**Assignment**
The word "from": in how many lines of the records does it appear? Reply with the number alone.

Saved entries
=-=-=-=-=

PR #167, opened 2024-09-09
IR-407: Tweaks to form wizard proof of concept

ushkarev:


server/middleware/protectRoute.ts
```diff
@@ -1,14 +1,18 @@
-import { RequestHandler } from 'express'
+import type { RequestHandler } from 'express'
+import { Forbidden } from 'http-errors'
 
-export default function protectRoute(permission: string): RequestHandler {
-  return async (req, res, next) => {
-    if (req.canAccess(permission)) {
+// TODO: why use this in place of the standard authorisationMiddleware?
```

=-=-=-=-=

**Result**
3